(Beginning of SUPPLIED RECORDS)

PR #658, opened 2026-07-16
fix(verify): prevent nil-pointer panic in TLogEntries

cmenjivar:
#### Summary

This PR hardens bundle verification against malformed or empty transparency-log data by adding defensive nil checks to the bundle and verification paths. When a bundle or its verification material is nil or incomplete, verification now returns explicit validation errors instead of panicking with a nil-pointer dereference. This prevents downstream crashes in consumers such as TFLint when processing certain GitHub Artifact Attestations.

Closes TFLint (issue #2591).

#### Release Note

Fixed a panic during bundle verification for malformed or empty transparency log data in some GitHub Artifact Attestations.

#### Documentation

None. No user-facing documentation changes are required for this bug fix.

#### Verified locally with:

go test ./pkg/bundle ./pkg/verify

### DIFF
--- a/pkg/bundle/bundle.go
+++ b/pkg/bundle/bundle.go
@@ -330,12 +330,12 @@ func (b *Bundle) HasInclusionProof() bool {
 }
 
 func (b *Bundle) TlogEntries() ([]*tlog.Entry, error) {
-	if b == nil {
-		return nil, errors.New("Cannot retrieve tlog entries from a nil bundle")
+	if b.VerificationMaterial == nil {
+		return nil, ErrMissingVerificationMaterial
 	}
 
-	if b.VerificationMaterial == nil {
-		return nil, errors.New("bundle verification material is uninitialized or nil")
+	if len(b.VerificationMaterial.TlogEntries) == 0 {
+		return nil, nil
 	}
 
 	if n := len(b.VerificationMaterial.TlogEntries); n > limits.MaxAllowedTlogEntries {
--- a/pkg/bundle/bundle.go
+++ b/pkg/bundle/bundle.go
@@ -97,6 +97,11 @@ func (b *Bundle) validate() error {
 		return fmt.Errorf("%w: bundle version %s is not supported", ErrUnsupportedMediaType, bundleVersion)
 	}
 
+	err = validateBundle(b.Bundle)
+	if err != nil {
+		return fmt.Errorf("invalid bundle: %w", err)
+	}
+
 	// fetch tlog entries, as next check needs to check them for inclusion proof/promise
 	entries, err := b.TlogEntries()
 	if err != nil {
@@ -133,10 +138,6 @@ func (b *Bundle) validate() error {
 		return fmt.Errorf("%w: bundle version %s is not yet supported", ErrUnsupportedMediaType, bundleVersion)
 	}
 
-	err = validateBundle(b.Bundle)
-	if err != nil {
-		return fmt.Errorf("invalid bundle: %w", err)
-	}
 	return nil
 }
 
@@ -329,8 +330,12 @@ func (b *Bundle) HasInclusionProof() bool {
 }
 
 func (b *Bundle) TlogEntries() ([]*tlog.Entry, error) {
+	if b == nil {
+		return nil, errors.New("Cannot retrieve tlog entries from a nil bundle")
+	}
+
 	if b.VerificationMaterial == nil {
-		return nil, nil
+		return nil, errors.New("bundle verification material is uninitialized or nil")
 	}
 
 	if n := len(b.VerificationMaterial.TlogEntries); n > limits.MaxAllowedTlogEntries {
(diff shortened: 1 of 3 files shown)


pkg/bundle/bundle.go
```diff
@@ -329,8 +330,12 @@ func (b *Bundle) HasInclusionProof() bool {
 }
 
 func (b *Bundle) TlogEntries() ([]*tlog.Entry, error) {
+	if b == nil {
+		return nil, errors.New("Cannot retrieve tlog entries from a nil bundle")
+	}
+
 	if b.VerificationMaterial == nil {
-		return nil, nil
+		return nil, errors.New("bundle verification material is uninitialized or nil")
```
Hayden-IO: This is an acceptable state though, shouldn't a client calling this handle an empty array?

pkg/bundle/bundle.go
```diff
@@ -133,10 +138,6 @@ func (b *Bundle) validate() error {
 		return fmt.Errorf("%w: bundle version %s is not yet supported", ErrUnsupportedMediaType, bundleVersion)
 	}
 
-	err = validateBundle(b.Bundle)
```
Hayden-IO, line 136: Why is this being moved?

pkg/bundle/bundle.go
```diff
@@ -329,8 +330,12 @@ func (b *Bundle) HasInclusionProof() bool {
 }
 
 func (b *Bundle) TlogEntries() ([]*tlog.Entry, error) {
+	if b == nil {
```
Hayden-IO: This is an unnecessary check, if b were nil, b.TlogEntries would have panicked already.

Hayden-IO (changes requested):
You mentioned an issue number, but I'm not sure what issue this is referring to?

cmenjivar:
> You mentioned an issue number, but I'm not sure what issue this is referring to?

https://github.com/terraform-linters/tflint/issues/2591

Hayden-IO:
Thanks, taking a look

pkg/bundle/bundle.go
cmenjivar: Because the earlier placement was effectively doing the same validation too early, before the method had finished the rest of its bundle checks. Moving it up makes the validation happen immediately after the bundle object is inspected, so malformed bundles are rejected before the method continues into the TLog and inclusion-proof logic.

In other words, the change makes the validation flow more direct:
- check bundle structure first
- then proceed with the rest of the validation logic

That also keeps the behavior consistent with the existing validateBundle path and avoids letting later steps run on an invalid bundle.

pkg/bundle/bundle.go
cmenjivar: I changed this to preserve the original empty-result behavior for an empty TLog entry list: `TlogEntries()` now returns nil, nil for that case. I also kept the defensive nil check for a nil bundle and switched the missing-verification-material path to use the existing package validation error, so the behavior stays consistent with the rest of the bundle validation flow.

pkg/bundle/bundle.go
cmenjivar: Removed the redundant nil receiver check; the method now keeps the existing behavior for missing verification material without an extra guard.

Hayden-IO:
@steiza Could you take a look at the linked issue? I think the fix here to move the validation logic up is fine, but I'm curious if there's something else going on, either with us needing to recommend different verification options to integrators or if there was some issue with GHA provenance generation that led to missing log entries.

pkg/bundle/bundle.go
Hayden-IO: Thanks, this SGTM.

pkg/verify/tlog.go
```diff
@@ -48,7 +48,10 @@ import (
 func VerifyTlogEntry(entity SignedEntity, trustedMaterial root.TrustedMaterial, logThreshold int, trustIntegratedTime bool) ([]root.Timestamp, error) { //nolint:revive
 	entries, err := entity.TlogEntries()
 	if err != nil {
-		return nil, err
+		return nil, fmt.Errorf("failed to retrieve transparency log entries: %w", err)
+	}
+	if len(entries) == 0 {
```
Hayden-IO: `VerifyTlogEntry` will only be called if the client has configured the verifier to expect a logged signature. An empty entries list shouldn't cause a panic, it should skip the loops and fail to meet the threshold as expected. I don't think we need to have this check.

cmenjivar: removed `if len(entries) == 0` check from `VerifyTlogEntry`

steiza:
> @steiza Could you take a look at the linked issue? I think the fix here to move the validation logic up is fine, but I'm curious if there's something else going on, either with us needing to recommend different verification options to integrators or if there was some issue with GHA provenance generation that led to missing log entries.

Yeah, so what happened here is that GitHub made some [breaking changes to the API with version `2026-03-10`](https://docs.github.com/en/rest/about-the-rest-api/breaking-changes?apiVersion=2026-03-10) which included changes to the artifact attestation APIs. Those breaking changes were mistakenly backported to API version `2022-11-28`, and that mistaken backport has now been reverted.

Hayden-IO (approved):

cmenjivar:
Thanks for the review and approval! It looks like I don't have write permissions to merge into this branch due to branch protection rules. Could you (or another maintainer) please merge this when you have a moment?

PR #666, opened 2026-07-30
verify: stop materializing in-toto predicates the verifier never reads

mattmoor:
#### Summary

While profiling a production service that verifies DSSE bundles whose in-toto predicates run to megabytes (vulnerability reports; SBOM and build-provenance predicates have the same shape), we found that statement parsing dominated the verifier's memory profile, for two compounding reasons:

  1. Envelope.Statement() parses the entire payload with protojson.Unmarshal, which materializes the predicate as a structpb tree: one heap object per JSON node. For large predicates this allocates roughly 10x the payload size and hundreds of thousands of objects per parse, all garbage moments later.

  2. The verification path parses the statement up to three times per bundle (once per artifact-policy check, once to populate the result), multiplying that cost.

(End of SUPPLIED RECORDS)

■ **YOUR OBJECTIVE**
Your answer must consist of every line from the listing that holds the string "something".

■ **EXERCISE RESPONSE**
@steiza Could you take a look at the linked issue? I think the fix here to move the validation logic up is fine, but I'm curious if there's something else going on, either with us needing to recommend different verification options to integrators or if there was some issue with GHA provenance generation that led to missing log entries.
> @steiza Could you take a look at the linked issue? I think the fix here to move the validation logic up is fine, but I'm curious if there's something else going on, either with us needing to recommend different verification options to integrators or if there was some issue with GHA provenance generation that led to missing log entries.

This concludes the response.